KillSwitch app wipes out painful reminders of exes on Facebook
We’ve all been through hurtful breakups. But in the age of social media, they can be even more painful, what with the kissy Facebook picture posts and sappy love statuses forever reminding you of your defunct relationship.
Enter KillSwitch. The app bills itself as a fast and efficient way to make breakups less agonizing by “seamlessly and discreetly removing all traces of your ex from your Facebook timeline.”
Without notifying the ex that he or she is being digitally deleted, the app wipes out traces of the person from your Facebook timeline. It also works for deleting other kinds of Facebook relationships, including friends, co-workers, and former in-laws.
“KillSwitch is not a vindictive tool. We’re trying to fill the gap that Facebook and social media does not address,” said Clara de Soto, who co-founded and created KillSwitch -- a product of New York digital marketing agency ClearHart -- with her friend and co-founder Erica Mannherz.
“Facebook intends to reflect the human experience online, but relationships ending and falling out are also a perfectly natural part of life,” added de Soto, who said she came up with the idea after seeing a friend deactivate her Facebook account after a breakup.
Currently, KillSwitch requires that you still be friends with the person you want to erase. De Soto said they’re working on a way to use the app even after “defriending” the person.
Here is how it works:
Identify the person on your list of friends. The app then crawls your profile and aggregates content (photos, videos, wall posts and status updates) linked or tagged with that person’s Facebook ID. In the next step, you have the option to delete all the content or manually cherry pick and remove certain interactions.
In case you might rekindle a relationship and don’t want to remove all the digital memories, the app also provides the option of storing those pictures, videos, etc. into a secret KillSwitch folder that lives on your Facebook account, invisible to others.
How long the deleting process takes depends mostly on how many interactions and posts KillSwitch has to comb through. It can take five to 20 minutes, especially for people with longer relationships and those who have hundreds, even thousands of photos on Facebook.

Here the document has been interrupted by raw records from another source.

Issue #3514, opened 2020-08-21
remove syncUsers patch that checks for dupe user emails in backend-ops


george43g:
make sure to remove this code eventually once no longer needed
`apps/backend-ops/src/users.ts`
`async function createAllUsers`

PR #3604, opened 2020-09-02
George/fix anon sendgrid score

george43g:
- must run npm install to test locally - added `faker` npm package
- random numbers added to prevent collision

email format is     user.email = `dev+${name}-${rand}@cascade8.com`;


tools/scripts/anonymize-db.ts
```diff
@@ -25,9 +26,14 @@ function anonymize({ docPath, content }) {
   return { docPath, content };
 }
 function updateEmail(user) {
-  if (user && user.email) {
-    const [prefix] = user.email.split('@');
-    user.email = `${prefix}@fake.com`;
+  if (user?.email) {
+    // const [prefix] = user.email.split('@');
```
phpgeekfr, line 30: remove if not used

phpgeekfr (approved):
LGTM, but it looks like you can do #3514 in this PR too

PR #3607, opened 2020-09-02
added some more cleaning in migration 31

phpgeekfr:


apps/backend-ops/src/firestoreMigrations/0031.ts
```diff
@@ -206,6 +206,27 @@ async function updateMovies(
       });
     }
 
+    if (movie.salesCast?.cast && movie.salesCast.cast.length) {
```
GrandSchtroumpf, line 209: You can do : `if (movie.salesCast?.cast?.length)`

apps/backend-ops/src/firestoreMigrations/0031.ts
```diff
@@ -218,22 +239,22 @@ async function updateMovies(
...
+          if (o.avatar) {
             o.avatar = '';
           }
           return o;
         });
       }
     });
 
-    if(movie.festivalPrizes?.prizes && movie.festivalPrizes.prizes.length) {
+    if (movie.festivalPrizes?.prizes && movie.festivalPrizes.prizes.length) {
```
GrandSchtroumpf, line 255: Same as above

GrandSchtroumpf (approved):

PR #3615, opened 2020-09-03
Send email from organization

RemcoSimonides:
To do in issue #3592 

"event invitation through CRM : should come from the org organizing the screening, not the org of the connected blockframesAdmin"


GrandSchtroumpf (approved):

RemcoSimonides:
Issue description was misunderstood and therefore this PR is nullified

PR #3616, opened 2020-09-03
fix(anonymize-db.ts): fix major bug with firebase initialisation, kee…

george43g:
…p emails consistent

- consistent emails
- fix initialisation bug with scripts


phpgeekfr (approved):
LGTM

PR #340, opened 2021-04-22
Add fast path to OpSet.getMissingChanges

ept:
Improves performance in the common case where user wants to just get the most recent couple of changes, e.g. in the context of a frequent sync. In this case, the cost becomes linear in the number of changes returned, whereas previously it was linear in the size of the entire change history.

In [this benchmark](https://gist.github.com/pvh/73473686865b9e421b620bd308fc9c58), the case of 1,000 changes and syncing after each change speeds up by roughly 10x after applying this patch.

### DIFF
--- a/backend/op_set.js
+++ b/backend/op_set.js
@@ -485,7 +485,43 @@ function getChangeByHash(opSet, hash) {
  * if any of the given hashes are not known to this replica.
  */
 function getMissingChanges(opSet, haveDeps) {
-  let stack = haveDeps, seenHashes = {}
+  // If the other replica has nothing, return all changes in history order
+  if (haveDeps.isEmpty()) {
+    return opSet.get('history').toJSON().map(hash => getChangeByHash(opSet, hash))
+  }
+
+  // Fast path for the common case where all new changes depend only on haveDeps
+  let stack = List(), seenHashes = {}, toReturn = []
+  for (let hash of haveDeps) {
+    seenHashes[hash] = true
+    const successors = opSet.getIn(['hashes', hash, 'depsFuture'])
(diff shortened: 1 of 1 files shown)


backend/op_set.js
```diff
@@ -485,7 +485,43 @@ function getChangeByHash(opSet, hash) {
...
+
+  // Depth-first traversal of the hash graph to find all changes that depend on `haveDeps`
+  while (!stack.isEmpty()) {
+    const hash = stack.last()
+    seenHashes[hash] = true
+    toReturn.push(hash)
+    if (!opSet.getIn(['hashes', hash, 'depsPast']).every(dep => seenHashes[dep])) {
+      // If a change depends on a hash we have not seen, abort the traversal and fall back to the
+      // slower algorithm. This will sometimes abort even if all new changes depend on `haveDeps`,
+      // because our depth-first traversal is not necessarily a topological sort of the graph.
```
jeffa5, line 510: I like this optimisation for the cases when we're syncing a lot, regarding the comment of topological sort have we thought about keeping a topological sort in the backend and incrementally adding to it? I'd then expect the hashes map to keep indexes into that. I think this would be useful for this case though not sure how wide reaching it would be?

ept: The `history` key contains a topologically sorted list of hashes — not any particular one, just the order in which we applied changes. That's why a few lines down we do `opSet.get('history').filter(...).map(...)` to get changes in topologically sorted order.

Mapping hashes to indexes in that list is a good idea. That would allow us to jump to the appropriate position and we'd just need to scan forward from there. I'll try implementing that later.

jeffa5: Ah yes, the history is what I had in mind. Looking forward to it :)

PR #344, opened 2021-04-23
Store sentHashes as a set rather than a list

jeffa5:
This means that we don't have to rebuild it every time we need to
generate a sync message.


pvh (approved):

backend/sync.js
```diff
@@ -379,22 +379,21 @@ function generateSyncMessage(backend, syncState) {
...
   }
 
   // Regular response to a sync message: send any changes that the other node
   // doesn't have. We leave the "have" field empty because the previous message
   // generated by `syncStart` already indicated what changes we have.
   const syncMessage = {heads: ourHeads, have: ourHave, need: ourNeed, changes: changesToSend}
-  const hashesToSend = changesToSend.map(change => decodeChangeMeta(change, true).hash)
+  for (const change of changesToSend) {
+    sentHashes[decodeChangeMeta(change, true).hash] = true
+  }
```
ept, line 392: Note that this mutates the `sentHashes` object that is passed in. In previous conversations, @pvh was adamant that these functions should be totally side-effect-free.

ept: Fixed in 6468bafb01bbe313f831bce5ce789be878cc5459

PR #345, opened 2021-04-23
Enable a gentle eslint

pvh:
This is a draft patch enabling `eslint` for Automerge. This first patch leaves a number of known bugs and problems found by eslint in place in the interest of first making some decisions about whether we want to move forward with this approach or not.

In almost every case I've either disabled an eslint rule project-wide or on the particular line where the complaint from the linter occurred, but in a few cases I decided the fixes were uncontroversial enough just to tidy up on the spot.

In particular, the most important rule I think we still ought to enable is `no-unused-vars`. That will require making a decision about tests which have loads of unused variables that are kept around for visual consistency. I think it would be a fine compromise to enable no-unused-vars overall but consider leaving it disabled for tests (at least for the time being.)

I'll add some comments on the patch below. If we can reach an agreeable set of eslint rules and land them we can always tune them later, either adding new rules to improve consistency (many of the rules I disabled from the base were only triggered by one or two cases) or to better suit Martin's preferred style.

### DIFF
--- a/backend/columnar.js
+++ b/backend/columnar.js
@@ -516,7 +516,7 @@ function decoderByColumnId(columnId, buffer) {
 function makeDecoders(columns, columnSpec) {
   // By default, every column decodes an empty byte array
   const emptyBuf = Uint8Array.of(), decoders = {}
-  for (let [/*columnName*/, columnId] of Object.entries(columnSpec)) {
+  for (let [/* columnName */, columnId] of Object.entries(columnSpec)) {
     decoders[columnId] = decoderByColumnId(columnId, emptyBuf)
   }
   for (let column of columns) {
@@ -525,7 +525,7 @@ function makeDecoders(columns, columnSpec) {
 
   let result = []
   for (let columnId of Object.keys(decoders).map(id => parseInt(id)).sort((a, b) => a - b)) {
-    let [columnName] = Object.entries(columnSpec).find(([/*name*/, id]) => id === columnId)
+    let [columnName] = Object.entries(columnSpec).find(([/* name */, id]) => id === columnId)
     if (!columnName) columnName = columnId.toString()
     result.push({columnId, columnName, decoder: decoders[columnId]})
   }
@@ -1279,9 +1279,9 @@ function constructPatch(documentBuffer) {
  *     elements that precede the position where the new operations should be applied.
  */
 function seekToOp(ops, docCols, actorIds) {
-  const { objActor, objCtr, keyActor, keyCtr, keyStr, idActor, idCtr, insert /*, action, consecutiveOps*/ } = ops
+  const { objActor, objCtr, keyActor, keyCtr, keyStr, idActor, idCtr, insert /* , action, consecutiveOps */ } = ops
   const [objActorD, objCtrD, /* keyActorD */, /* keyCtrD */, keyStrD, idActorD, idCtrD, insertD, actionD,
-    /* valLenD */, /* valRawD */, /* chldActorD */, /*chldCtrD*/, succNumD] = docCols.map(col => col.decoder)
+    /* valLenD */, /* valRawD */, /* chldActorD */, /* chldCtrD */, succNumD] = docCols.map(col => col.decoder)
   let skipCount = 0, visibleCount = 0, elemVisible = false, nextObjActor = null, nextObjCtr = null
   let nextIdActor = null, nextIdCtr = null, nextKeyStr = null, nextInsert = null, nextSuccNum = 0
 
@@ -1594,7 +1594,7 @@ function appendOperation(outCols, inCols, operation) {
  */
 function groupRelatedOps(change, changeCols, objectMeta) {
   const currentActor = change.actorIds[0]
-  const [objActorD, objCtrD, keyActorD, keyCtrD, keyStrD, /*idActorD*/, /*idCtrD*/, insertD, actionD] =
+  const [objActorD, objCtrD, keyActorD, keyCtrD, keyStrD, /* idActorD */, /* idCtrD */, insertD, actionD] =
     changeCols.map(col => col.decoder)
   let objIdSeen = {}, firstOp = null, lastOp = null, opIdCtr = change.startOp
   let opSequences = [], objectIds = {}
--- a/backend/columnar.js
+++ b/backend/columnar.js
@@ -516,7 +516,7 @@ function decoderByColumnId(columnId, buffer) {
 function makeDecoders(columns, columnSpec) {
   // By default, every column decodes an empty byte array
   const emptyBuf = Uint8Array.of(), decoders = {}
-  for (let [/* columnName */, columnId] of Object.entries(columnSpec)) {
+  for (let columnId of Object.values(columnSpec)) {
     decoders[columnId] = decoderByColumnId(columnId, emptyBuf)
   }
   for (let column of columns) {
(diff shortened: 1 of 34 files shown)


backend/columnar.js
```diff
@@ -1736,7 +1736,7 @@ class BackendDoc {
       valLen = 9, valRaw = 10, predNum = 13, predActor = 14, predCtr = 15, succNum = 13, succActor = 14, succCtr = 15
 
     const objectId = ops.objId
-    const elemId = op[keyStr] ? op[keyStr] :
+    const elemId = op[keyStr] ? op[keyStr] : // eslint-disable-line
```
pvh, line 1739: There is a rule (which I disabled) which makes it an error to nest ternary operators because they're difficult to read & reason about. I think we probably ought to enable that, which would make the actual rule (something about the colon being in an inconsistent place) irrelevant here.

backend/columnar.js
```diff
@@ -2091,9 +2091,7 @@ class BackendDoc {
     docState.lastIndex[ops.objId] = visibleCount
     for (let col of docState.opsCols) col.decoder.reset()
 
-    let outCols = docState.allCols.map(columnId => {
-      return {columnId, encoder: encoderByColumnId(columnId)}
-    })
+    let outCols = docState.allCols.map(columnId => ({columnId, encoder: encoderByColumnId(columnId)}))
```
pvh, line 2094: this comes up a few times -- if you have an arrow function returning an object you can just wrap it in parentheses instead of creating a block and returning the value

backend/skip_list.js
```diff
@@ -114,7 +114,7 @@ class SkipList {
   constructor (randomSource) {
     const head = new Node(null, null, 1, [], [null], [], [null])
     const random = randomSource ? randomSource() : randomLevel()
-    return makeInstance(0, Map().set(null, head), random)
+    return makeInstance(0, Map().set(null, head), random) // eslint-disable-line
```
pvh, line 117: I'm not sure the best way to fix this, but generally speaking a Javascript constructor doesn't return the object created but manipulates "this". I suspect a fix will be a little bit tricky.

backend/sync.js
```diff
@@ -440,7 +440,7 @@ function receiveSyncMessage(backend, oldSyncState, binaryMessage) {
   // changes without applying them. The set of changes may also be incomplete if the sender decided
   // to break a large set of changes into chunks.
   if (message.changes.length > 0) {
-    ;[backend, patch] = Backend.applyChanges(backend, message.changes)
+    [backend, patch] = Backend.applyChanges(backend, message.changes)
```
pvh, line 443: I elected to remove leading `;` from lines where it wasn't necessary, because eslint will detect when it is. These are the only semicolons we use throughout the codebase (at least that I found) but we use this idiom fairly often.

frontend/index.js
```diff
@@ -87,7 +87,7 @@ function makeChange(doc, context, options) {
     seq: state.seq,
     startOp: state.maxOp + 1,
     deps: state.deps,
-    time: (options && typeof options.time === 'number') ? options.time :
+    time: (options && typeof options.time === 'number') ? options.time : // eslint-disable-line
```
pvh, line 90: There is some variation about whether the colon appears on the following line or here. It looks like usually it's a colon on the next line.

frontend/proxies.js
```diff
@@ -89,7 +89,7 @@ function listMethods(context, listId, path) {
     methods[method] = (...args) => {
       const list = context.getObject(listId)
         .map((item, index) => context.getObjectField(path, listId, index))
-      return list[method].call(list, ...args)
+      return list[method].call(list, ...args) // eslint-disable-line
```
pvh, line 92: This is apparently an "unnecessary use of call" but I figured it should get a follow-up patch.

frontend/text.js
```diff
@@ -169,7 +169,7 @@ for (let method of ['concat', 'every', 'filter', 'find', 'findIndex', 'forEach',
                     'slice', 'some', 'toLocaleString']) {
   Text.prototype[method] = function (...args) {
     const array = [...this]
-    return array[method].call(array, ...args)
+    return array[method].call(array, ...args) // eslint-disable-line
```
pvh, line 172: These are more of the returns that appear to be non-standard. This is probably undesirable behaviour but is user-facing so we should consider a change more carefully (and try to fix it before 1.0 if a fix is required.)

test/frontend_test.js
```diff
@@ -86,7 +86,7 @@ describe('Automerge.Frontend', () => {
     it('should delete keys in maps', () => {
       const actor = uuid()
       const [doc1, change1] = Frontend.change(Frontend.init(actor), doc => { doc.magpies = 2; doc.sparrows = 15 })
-      const [doc2, change2] = Frontend.change(doc1, doc => delete doc['magpies'])
+      const [doc2, change2] = Frontend.change(doc1, doc => delete doc['magpies']) // eslint-disable-line
```
pvh, line 89: eslint encourages consistent use of dot notation where the property is precomputed, but these uses seemed deliberate. Thoughts on that, @ept?

test/fuzz_test.js
```diff
@@ -119,7 +119,7 @@ class Micromerge {
       if (!meta[index].deleted) visible++
       index++
     }
-    if (index === meta.length) throw new RangeError(`List element not found: ${op.key}`)
+    if (index === meta.length) throw new RangeError(`List element not found: ${op.key}`) /* this is a bug! */ // eslint-disable-line
```
pvh, line 122: op's not defined here -- looks leftover from an earlier version.

test/proxies_test.js
```diff
@@ -199,7 +200,7 @@ describe('Automerge proxy API', () => {
           assert.strictEqual(doc.list.every(val => val > 0), true)
           assert.strictEqual(doc.list.every(val => val > 2), false)
           assert.strictEqual(doc.list.every((val, index) => index < 3), true)
-          doc.list.every(function () { assert.strictEqual(this.hello, 'world') }, {hello: 'world'})
+          doc.list.every(function () { assert.strictEqual(this.hello, 'world') }, {hello: 'world'}) // eslint-disable-line
```
pvh, line 203: I really don't understand what the intent is with these calls. Is `this` changing on each iteration?

test/skip_list_test.js
```diff
@@ -192,11 +192,11 @@ describe('SkipList', () => {
 
     it('should behave like a JS array', () => {
       jsc.assert(jsc.forall(jsc.bless({generator: makeSkipListOps}), function (ops) {
-        let levels = ops.filter(op => op.hasOwnProperty('insertAfter')).map(op => op.level)
+        let levels = ops.filter(op => op.hasOwnProperty('insertAfter')).map(op => op.level) // eslint-disable-line
```
pvh, line 195: using hasOwnProperty on an object directly is problematic because if someone passes an object like this: `{ hasOwnProperty: "HAXXXOR" }` it will cause a crash. Instead the recommendation is to defensively call op.prototype.hasOwnProperty()

test/skip_list_test.js
```diff
@@ -205,6 +205,7 @@ describe('SkipList', () => {
           }
         }
 
+        // eslint-disable-next-line
```
pvh, line 208: Safe to delete this commented-out code?

pvh:
Okay, I've now cleaned up all the remaining easy stuff. There is a little bit of test weirdness that results in a few disabled rules for those test files but the actual project code is linting clean. I just saw in the Travis build above that some version of Edge doesn't like something in one of the tests but it's a bit late to start debugging Microsoft browsers over here, sorry -- hope it's either a CI glitch or else really obvious.

Other than that, the last bit that really remains here is fixing the one real bug, which is the way we're returning objects from constructors. This will likely result in an API change and so I didn't want to include it in this branch.

Let me know if you have questions / see any problems and I'll weigh in when I arise tomorrow.

test/proxies_test.js
ept: The intent is to check that when the callback function is called, `this` is set to the second argument passed to `every` (to match the behaviour of [Array.every](https://developer.mozilla.org/en-US/docs/Web/JavaScript/Reference/Global_Objects/Array/every)). I added a comment to explain.

test/skip_list_test.js
ept: 👍

ept:
I'm happy with this, and have added a few more small cleanups. Thanks @pvh!

PR #347, opened 2021-04-27
adds failing test

orionz:
Lukas found a issue and wrote a test for it - I think this may be a result of taking out the op coalescing frontend but we had no tests catching it.

Perhaps we need to put the op coalescing back in or make the backend properly handle multiple increments in the same change.


ept:
Marking this as needing to be fixed before 1.0 stable.

PR #348, opened 2021-04-27
Speedup hashesbyactor

orionz:
Was running a benchmark doing 1 char insert per change over 50,000 chars and it ran in 80 seconds - this change makes it run in 16 seconds.


ept:
Nice, thank you @orionz!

KillSwitch is working on a “breakup severity slide,” which users would manually slide one way if it was amicable, keeping group pictures with your ex and deleting only the last six months or so. On the other hand, “if he or she tore your heart out and ran it over with a skateboard, slide the other way and it’ll wipe ‘em all,” de Soto said.
De Soto said the start-up is self-funded, and the 99-cent app is available only for Android devices at the moment. An iPhone version is coming soon. Each sale benefits the American Heart Assn. of New York, she said.
De Soto said the KillSwitch app hopes to go beyond break-ups in the future, placing a greater need on tools to better manage digital life.
“People might think that Facebook won’t like a service like this,” de Soto said, “but in essence, what KillSwitch does is allows users to feel even more comfortable about sharing because it allows them to control and cut down some of the unnecessary negative consequences of doing so.”